▸ **TASK INSTRUCTIONS**
Go through the data and tally the lines that include "twice". The reply is that number alone.

# # # # #

Issue #795, opened 2026-07-16
C# CLI e2e fixture is not restored before Roslyn project analysis


yahiaelmasry:
## Summary

The C# CLI end-to-end test copies tests/fixtures/sample-csharp-project-negative into a temporary directory and removes bin and obj, but it does not restore the copied solution before calling analyzeInProcess.

Roslyn project-aware analysis then rejects the Utils project with:

    project Utils loaded without a reference set

## Reproduction

Run the C# CLI end-to-end test:

    pnpm vitest run tests/cli/analyze-csharp.test.ts

The fixture setup in tests/cli/analyze-csharp.test.ts copies the project while excluding bin and obj, initializes Git, registers the project, and starts analysis without running dotnet restore.

## Root cause

Removing obj also removes NuGet restore metadata such as project.assets.json. Without a restore in the temporary copy, Roslyn cannot resolve framework and project references for the solution.

This is test-fixture setup rather than an EF schema parsing failure: the pipeline stops during project loading before the test can validate its EF assertions.

## Expected behavior

The copied fixture should be a valid restored C# solution before project-aware analysis begins, allowing the end-to-end test to exercise the complete C# pipeline.

## Suggested fix

Run dotnet restore in workDir after copyDir and before analyzeInProcess. If restore time can exceed the current setup timeout, update the beforeAll timeout accordingly.

yahiaelmasry:
> *This was generated by AI during triage.*

## Agent Brief

**Category:** bug
**Summary:** Ensure every fresh C# CLI end-to-end fixture restores its own solution before project-aware Roslyn analysis.

**Current behavior:**
The dedicated C# CLI end-to-end case copies the C# fixture into a clean temporary repository without build or restore artifacts, then starts analysis before restoring the copied solution. An isolated run was confirmed to fail during project-aware analysis with `project 'Utils' loaded without a reference set — run dotnet restore`.

The generic multi-language CLI end-to-end suite has the same fresh-copy setup for its C# case and no explicit restore step. Source inspection shows that it can depend on restore artifacts left by another test, although that generic case was not runtime-reproduced during triage because its package build artifacts were unavailable in the verification checkout.

**Desired behavior:**
Every C# CLI end-to-end case that analyzes a fresh copied fixture must restore the copied solution before project-aware Roslyn analysis begins. Each case must own its setup completely: it must not rely on ignored restore artifacts in the source fixture, side effects from another test, or test execution order.

[...]

PR #796, opened 2026-07-16
fix(analyzer): reconcile EF Core schemas across files

### LINKED ISSUE #790: C# / EF Core: every table is emitted twice (entity-class name vs. `DbSet` name), which drops all relationships from the diagram
> **Note:** entity/column names below are anonymized placeholders (a generic content/publishing schema). The **counts, structure, and behavior are from a real run** and reproduce reliably.

## Environment

- **truecourse**: 0.7.2
- **OS**: macOS (Darwin)
- **Node**: v24.15.0
- **Analyzed project**: C# / .NET, EF Core (Npgsql/PostgreSQL), single-service (monolith), ~430 files
- **LLM provider**: claude-code (default)

## Summary

On a standard EF Core codebase, the C# schema parser produces **two tables for every entity** and never reconciles them:

- one from the **entity class name**, snake-cased (`Article` → `article`) — this copy has the real columns and **all** the foreign keys, and
- one from the `**DbSet<T>` property name** (`public DbSet<Article> Articles` → `Articles`) — this copy is an **empty stub** (0 columns, 0 FKs).

Because every relationship is attached to the *snake_case* copy but the two copies are never merged, the ER diagram cannot resolve most edges. In our project **28 of 42 relationships are undrawable**, and the service→database graph has **0 edges**. The database view looks essentially empty.

## What I expected

One table per entity (using the real table name), with foreign keys resolved to the correct target table, and the service connected to its database.

## What actually happened

The single PostgreSQL database came back with **47 “tables”** that break down as:

| Origin                                                                       | Count | Avg columns | FK columns       | Notes                              |
| ---------------------------------------------------------------------------- | ----- | ----------- | ---------------- | ---------------------------------- |
| Entity class name → snake_case (`article`, `revision`, `grant`, …)           | 21    | 11.3        | 42 (all of them) | the “real” data lives here         |
| `DbSet<T>` property name → PascalCase (`Articles`, `Revisions`, `Grants`, …) | 24    | 0           | 0                | empty stubs                        |
| Repository field `private readonly DbSet<T> _dbSet;`                         | 2     | 0           | 0                | junk node literally named `_dbSet` |

Downstream effects:

- `graph.databases[0].dbRelations` has 42 entries; **only 14 have both endpoints resolvable** to a node. 28 dangle.
- `graph.databaseConnections` is `[]` and `databases[0].connectedServices` is `[]` → the service node and database node are drawn with **no edge between them**.
- One entity (an activity-log table) was emitted under the name `**of**` (its columns are unmistakably an audit log: `timestamp, actor_id, entity_type, entity_id, success, …`) — a separate name mis-parse from the same class-reading path.

## Two root causes

**1. Two unreconciled schema readers.** The parser appears to collect tables from (a) entity class declarations and (b) `DbSet<T>` properties on the `DbContext`, but nothing maps `class Article` ⇄ `DbSet<Article> Articles` ⇄ `ToTable("Articles")` to a single table. So each entity is listed twice under different casing/pluralization, and the reader that finds columns/FKs is not the one that carries the canonical (real) table name.

- Real table names in our project are the PascalCase plurals — from `DbSet<Article> Articles` and migration `b.ToTable("Articles")`. Ironically these are the *empty* copies; all the detail is on snake_case names that don’t exist in the actual database.
- The `DbSet` reader is also too literal: it turned repository field declarations like `private readonly DbSet<Account> _dbSet;` into a table named `_dbSet`.

**2. FK targets are guessed by stripping `_id`.** Foreign keys are resolved to a table name by removing the `_id` suffix from the column, rather than following the navigation-property type or EF’s configured principal entity:

| FK column             | Resolved target                    | Actual target              |
| --------------------- | ---------------------------------- | -------------------------- |
| `owner_id`            | `owner` (no such table)            | `Accounts`                 |
| `parent_id`           | `parent` (no such table)           | self-ref → `Articles`      |
| `principal_id`        | `principal` (no such table)        | polymorphic (account/team) |
| `reviewer_id`         | `reviewer` (no such table)         | `Accounts`                 |
| `current_revision_id` | `current_revision` (no such table) | `Revisions`                |
| `source_layout_id`    | `source_layout` (no such table)    | `Layouts`                  |

23 of the 28 broken relations fail this way; the other 5 would resolve if the snake/Pascal duplication (cause 1) were fixed.

## Minimal repro (schema shape that triggers it)

```csharp
// Entities
public class Account { public Guid Id { get; set; } }

public class Article
{
    public Guid Id { get; set; }
    public Guid OwnerId { get; set; }      // FK
    public Account Owner { get; set; }     // navigation
    public Guid? ParentId { get; set; }    // self-ref FK
    public Article Parent { get; set; }
}

// DbContext
public class AppDbContext : DbContext
{
    public DbSet<Article> Articles { get; set; }
    public DbSet<Account> Accounts { get; set; }
}
```

**Expected:** 2 tables (`Articles`, `Accounts`) with edges `Articles.OwnerId → Accounts` and `Articles.ParentId → Articles`.

**Observed pattern (matches our full project):** duplicate `article`/`Articles` (and `account`/`Accounts`) nodes, the detailed copy under the snake_case name, and the relation drawn as `article → owner` (dangling) instead of `Articles → Accounts`.

## Impact

The database / ER view is unusable for C# EF Core projects: doubled nodes, empty stubs, junk `_dbSet` nodes, no service↔DB edge, and the large majority of relationships missing. Because this is deterministic (not the LLM tiers), re-running does not help.

## Suggested direction

- Canonicalize each entity to a single table by reconciling **class name ⇄ `DbSet<T>` property ⇄ `ToTable(...)` / `[Table]**` (and applied naming conventions) before building the graph; prefer the EF-configured table name.
- Ignore `DbSet<T>` declarations that are private fields (e.g. `_dbSet` in repositories); only the `DbContext`’s public `DbSet` properties define tables.
- Resolve FK targets via the navigation property’s type / EF principal entity, not by stripping `_id`; leave truly polymorphic or external FKs unlinked rather than inventing a target table.

Happy to test a fix or contribute a PR.

yahiaelmasry:
## Summary

- reconcile EF Core `DbContext`, entity, navigation, and fluent-configuration evidence across service files
- emit one canonical table per entity using `ToTable` > `[Table]` > `DbSet` > convention precedence
- resolve foreign keys through navigation types and canonical table identities instead of guessing from `*Id` names
- preserve model/provider scope across PostgreSQL, SQL Server, MySQL, and SQLite

## Root cause

The EF Core schema parser processed files independently. `DbContext` files emitted empty `DbSet` tables while entity files emitted separate detailed tables under class-derived names. Because foreign-key targets were guessed from scalar property names, many relation endpoints did not correspond to an emitted table.

## What changed

- added a service-scoped parser capability to the schema-parser registry
- introduced model reconciliation for split and partial entities/contexts, indirect `DbContext` inheritance, and explicitly applied `IEntityTypeConfiguration<T>` mappings
- retained canonical entity identity until tables, column references, and relation endpoints are emitted
- ignored private repository `DbSet` fields and unrelated convention-only POCOs
- associated `AddDbContext<T>(...UseX...)` provider evidence with the referenced context; ambiguous providers remain unresolved rather than defaulting
- masked comments, ordinary/verbatim/raw strings, and character literals before declaration extraction
- added focused parser and detector regression coverage for the reported failure modes

## Impact

Standard EF Core projects now produce detailed canonical tables and drawable relationships instead of duplicate entity/`DbSet` nodes and dangling guessed edges.

## Validation

- `vitest run tests/analyzer/efcore-parser.test.ts tests/analyzer/csharp-graph-snapshot.test.ts` — 29 passed
- `tsc -p packages/analyzer/tsconfig.json --noEmit`
- `tsc -p packages/analyzer/tsconfig.json`
- `dotnet build -c Release tools/csharp-roslyn-host` — 0 warnings, 0 errors
- `git diff --check`

The existing C# CLI e2e fixture has a separate restore/setup failure tracked in #795; this PR intentionally does not mix that test-infrastructure fix into the EF schema change.

Closes #790

### DIFF
--- a/packages/analyzer/src/database-detector.ts
+++ b/packages/analyzer/src/database-detector.ts
@@ -3,7 +3,8 @@ import { join, resolve } from 'path'
 import type { FileAnalysis, DatabaseType, DatabaseInfo, DatabaseConnectionInfo, DatabaseDetectionResult, TableInfo, RelationInfo } from '@truecourse/shared'
 import { DATABASE_IMPORT_MAP, DOCKER_IMAGE_MAP } from './patterns/database-patterns.js'
 import { parsePrismaSchema } from './schema-parsers/prisma.js'
-import { SCHEMA_PARSERS } from './schema-parsers/registry.js'
+import { parseEfCoreProject, type EfCoreProjectFile } from './schema-parsers/efcore.js'
+import { EF_CORE_SCHEMA_PARSER, SCHEMA_PARSERS } from './schema-parsers/registry.js'
 import { readAllDependencies } from './service-detectors/registry.js'
 import type { Service } from './service-detector.js'
 
@@ -123,9 +124,69 @@ export function detectDatabases(
     schemaResults.set(dbType, existing)
   }
 
+  // EF Core is a model-scoped ORM: DbContext declarations, entity classes,
+  // navigation properties, and fluent mappings normally live in separate
+  // files. Parse all matching files together per service so those facts can be
+  // reconciled before emitting tables and relations.
+  const efParser = EF_CORE_SCHEMA_PARSER
+  if (efParser.scope === 'service') {
+    const efFiles: EfCoreProjectFile[] = []
+    const serviceByFile = new Map<string, Service>()
+    for (const service of services) {
+      for (const filePath of service.files) serviceByFile.set(filePath, service)
+    }
+    const efServiceNames = new Set(
+      detections
+        .filter((detection) => detection.driver.startsWith('efcore-'))
+        .map((detection) => detection.serviceName),
+    )
+    for (const analysis of analyses) {
+      if (!efParser.matchesImport(analysis)) continue
+      const service = serviceByFile.get(analysis.filePath)
+      if (service) efServiceNames.add(service.name)
+    }
+
+    for (const analysis of analyses) {
+      if (analysis.language !== 'csharp') continue
+
+      const service = serviceByFile.get(analysis.filePath)
+      const serviceName = service?.name ?? '__root__'
+      const hasEfEvidence = efParser.matchesImport(analysis)
+      if (!hasEfEvidence && !efServiceNames.has(serviceName)) continue
+
+      try {
+        const content = readFileSync(resolve(analysis.filePath), 'utf-8')
+
+        const providerTypes = detections
+          .filter((detection) =>
+            detection.serviceName === serviceName && detection.driver.startsWith('efcore-')
+          )
+          .map((detection) => detection.type)
+
+        efFiles.push({
+          filePath: analysis.filePath,
+          content,
+          serviceName,
+          providerTypes,
+        })
+      } catch {
+        // Skip files that can't be read
+      }
+    }
+
+    for (const result of parseEfCoreProject(efFiles)) {
+      if (result.dbType === null) continue
+      const existing = schemaResults.get(result.dbType) || { tables: [], relations: [] }
+      existing.tables.push(...result.tables)
+      existing.relations.push(...result.relations)
+      schemaResults.set(result.dbType, existing)
+    }
+  }
+
   // Import-based schema parsers (Drizzle, SQLAlchemy, etc.)
   for (const analysis of analyses) {
     for (const parser of SCHEMA_PARSERS) {
+      if (parser.scope === 'service') continue // handled repository-wide above
       if (!parser.matchesImport(analysis)) continue
 
       try {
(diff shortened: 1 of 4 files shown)


DoilLee2222:
Reviewed this closely — the cross-file reconciliation is solid and directly fixes the duplication in #790. Two gaps still left standard EF diagrams incomplete, so I opened #800 which builds on this commit (cherry-picked, attribution preserved) and adds:

1. **Collection-only 1:N relations** — FK resolution required a reference nav on the dependent side, so the common `Order.Lines` (collection on principal) + bare `OrderLine.OrderId` shape stayed unlinked. #800 resolves `<X>Id` to a modeled, bound entity `X` (EF's `<PrincipalType>Id` convention), still leaving `owner_id`-with-no-`Owner` unlinked.
2. **Enum columns** — enum-typed properties were classified as navigations and dropped; #800 keeps them as scalar columns.

Full details and before/after in #800. Thanks for the thorough work here 🙏

---

spiderhands:
Merged in #800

# # # # #

▸ **REPLY TO THE TASK**
2